Dedicate yourself to making a difference in nature
“You cannot get through a single day without having an impact on the world around you. What you do makes a difference, and you have to decide what kind of difference you want to make.”
Jane Goodhall has been one of my heroes since the 1960s when National Geographic presented her research work with chimpanzees at the Gombe Stream Game Reserve in Tanzania. I was reminded of her again in 2017 when the October issue included a retrospective on her life and work.
Her message about our impact on the world and the difference we can make got me thinking about our region, the year ahead and how we can make a difference in the natural world.
I am not one for New Year’s resolutions, but I like to start the year with lists of activities and adventures I hope to accomplish in the months ahead. With that in mind, allow me to suggest a 2019 list of activities for you to consider. They just might help you find a rewarding and fun way to make a difference in our world — right here in The Last Green Valley National Heritage Corridor. Today I’ll start with the winter season, and next week’s column will share ideas for spring, followed by summer and autumn.
Winter is when the first harbinger of spring arrives, delivered by the U.S. Post Office in the form of seed catalogs. Dreams of warm earth, and green spouts has me planning my vegetable garden and warm season outdoor activities. Those seed catalogs offer us an opportunity to consider planting a pollinator garden. Pollinators are critical to the ecosystem.

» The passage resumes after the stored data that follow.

PR #811, opened 2026-06-02
Fix/config ctid merge saveidscsv clean

gernotmuc:


gernotmuc:
Superseding fix after path cleanup: this PR contains only the intended files (`src/ecutree.cpp`, `qdlt/tests/CMakeLists.txt`, `qdlt/tests/test_ecutree.cpp`).

Reviewer context correction: this should go to **Alexander Wenzel** (not Lutz).

gernotmuc:
Reviewer context correction: Julian Tiedeken should be the main reviewer/contact for this PR.

All checks are green and the PR is ready for review.

mfukar (changes requested):
Hi Gernot, long time no see :D

Would you please add some descriptions of the regressions fixed & tested and a brief PR description as well?

gernotmuc:
@mfukar thanks, adding the missing context here.

## Summary
This PR fixes a regression in the `EcuTree` merge path for repeated `GetLogInfo` responses.

Before this change, when the same ECU/application was reported in multiple control messages, the later message recreated the application entry and overwrote the previously collected contexts. In practice that could leave only the last CTID visible in the merged tree, which then also affected consumers of that merged APID/CTID data such as the save-IDs/export path.

## Regressions Fixed
- Repeated `GetLogInfo` updates for the same ECU/APID no longer drop previously collected CTIDs.
- The application description is still refreshed from the incoming message, but the already known contexts are preserved and extended.
- The merged ECU/application/context view now stays complete when context information arrives in multiple chunks instead of one single message.

## Testing
- Added a dedicated regression test `EcuTree.PreservesContextsFromMultipleGetLogInfoMessagesForSameApp` in `qdlt/tests/test_ecutree.cpp`.
- The test feeds two `GetLogInfo` payloads for the same ECU/app with different contexts and verifies that both `CTX1` and `CTX2` are still present afterwards with the expected descriptions.
- Updated `qdlt/tests/CMakeLists.txt` so `test_ecutree.cpp` and `src/ecutree.cpp` are built into the `test_qdlt` target and executed in CI.
- Fixed the test code for broader compiler compatibility by replacing `std::map::contains(...)` with `find(...) != end()`, which is why the small follow-up test commit is part of this PR.
- All PR checks are green again after the regression-test integration and compatibility fix.

gernotmuc:
- core/base PR: #818

PR #812, opened 2026-06-04
Plugin pane filename in sync with plugin widget filename

Pavithra-aa-Anand:
Ensure filename is visible and consistent in plugin pane and dialog by syncing displayed filename in pane.

### DIFF
--- a/src/mainwindow.cpp
+++ b/src/mainwindow.cpp
@@ -6795,6 +6795,11 @@ void MainWindow::on_action_menuPlugin_Edit_triggered() {
         dlg.setPluginInterfaceVersion(item->getPluginInterfaceVersion());
         dlg.setFilename(item->getFilename());
         dlg.setMode(item->getMode());
+        // Keep dialog filename in sync with the value currently shown in plugin view.
+        const QString displayedFilename = item->text(2);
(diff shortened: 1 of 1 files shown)


shubhamshahaBMW (approved):

src/mainwindow.cpp
```diff
@@ -6795,6 +6795,11 @@ void MainWindow::on_action_menuPlugin_Edit_triggered() {
         dlg.setPluginInterfaceVersion(item->getPluginInterfaceVersion());
         dlg.setFilename(item->getFilename());
```
shubhamshahaBMW, line 6796: Should the dialog setFileName() be called after 6802?

shubhamshahaBMW (changes requested):

src/mainwindow.cpp
Pavithra-aa-Anand: Yes, check if the displayed filename differs from the stored one and updates item->setFilename(displayedFilename) — after the dialog has already been initialized with the old filename.

shubhamshahaBMW (approved):

Renu-Priya411 (approved):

If keeping our region green and protecting wildlife are important to you, then you’re in luck. Land trusts are critically important to our region and hold thousands of acres in the region that are preserved from development in perpetuity. They are volunteer-led, nonprofit organizations that depend on volunteers (perhaps someone like you) to join and assist with outdoor activities maintaining the properties. These land trust sites provide outdoor programs and recreational opportunities while also conserving pristine, and in some locations rare, native woodlands, grasslands, and aquatic habitats.
If you are not already familiar with a land trust in your area you can always search online with the words “land trust” and the name of your town or check out the Connecticut Land Conservation Council website with a list of land trusts in the state at ctconservation.org/findalandtrust.
Along with land trusts, other organizations such as the Audubon Society have exceptional preserve locations, a calendar of numerous outdoor programs on birds and wildlife, as well opportunities to volunteer in citizen science research and land stewardship work with trained naturalists and ornithologists.
One of my go-to locations to get outdoors or attend an informative program on the natural world is Goodwin Forest and Conservation Center. Located in Hampton, Goodwin is managed by a partnership between the Connecticut Department of Energy and Environmental Protection and the Connecticut Forest and Park Association. CFPA educators and naturalists provide programs on thousands of acres of Goodwin State Forest, which is managed by DEEP foresters. There is a very active group, the Friends of Goodwin, with a membership program offered by CFPA, trails and grounds maintenance and a regular schedule of outdoor programs. Check them out at friendsofgoodwinforest.org.
This winter I hope you discover an organization and location where you can make a difference in preserving and protecting the natural resources that make our region a wonderful place to live and work. I guarantee you’ll get outdoors, you’ll meet some interesting people and you’ll learn something new.
This winter if you’re looking for an easy way to make a difference from the comfort of your home then put out a bird feeder. Spring nesting season is when we tend to notice birds, but it is the frozen season when natural food sources are scarce and native birds need us most. Winter is bird feeder season. Don’t forget to keep the seed and suet stocked until the warm weather returns.
In next week’s column I’ll share the many springtime opportunities where you can make a difference in nature. We’ll examine the many community events and activities, including Earth Day, town-wide cleanups, water quality monitoring and TLGV’s Spring Outdoors with three months of walks and experiences.
The Last Green Valley National Heritage Corridor is still 77 percent undeveloped land of fields and forests. I hope you’ll join me and others as we roll up our sleeves, volunteer, and get to work caring for, enjoying, and passing on this beautiful place we call home.